_REQUIRED WORK_. From the first line to the last, print the records exactly.
------------------------------------------------
PR #132, opened 2016-05-10
FALCON-1940 Fix misc build issues in Falcon

bvellanki:


vrangan:
Thank @bvellanki .  I think It would be better to separate out pom fixes with CHANGELOG changes and comment changes for easier tracking

bvellanki:
@vrangan  : Fair point about changelog, I will remove it. I think the comment fix should stay in since the build fails with test-patch profile. Please let me know if this is ok and I will make the changes.

vrangan:
Agreed.  It was not clear why the second fix was there.   Thanks for pointing out.  +1 after removing changelog

PR #136, opened 2016-05-11
FALCON-1953 Build fails when profiles hivedr and test-patch are used together

bvellanki:


vramachan:
+1.
Looks good.

vrangan:
+1 -  Sorry missed running with the profile earlier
------------------------------------------------
_RESULT_.
PR #132, opened 2016-05-10
FALCON-1940 Fix misc build issues in Falcon

bvellanki:


vrangan:
Thank @bvellanki .  I think It would be better to separate out pom fixes with CHANGELOG changes and comment changes for easier tracking

bvellanki:
@vrangan  : Fair point about changelog, I will remove it. I think the comment fix should stay in since the build fails with test-patch profile. Please let me know if this is ok and I will make the changes.

vrangan:
Agreed.  It was not clear why the second fix was there.   Thanks for pointing out.  +1 after removing changelog

PR #136, opened 2016-05-11
FALCON-1953 Build fails when profiles hivedr and test-patch are used together

bvellanki:


vramachan:
+1.
Looks good.

vrangan:
+1 -  Sorry missed running with the profile earlier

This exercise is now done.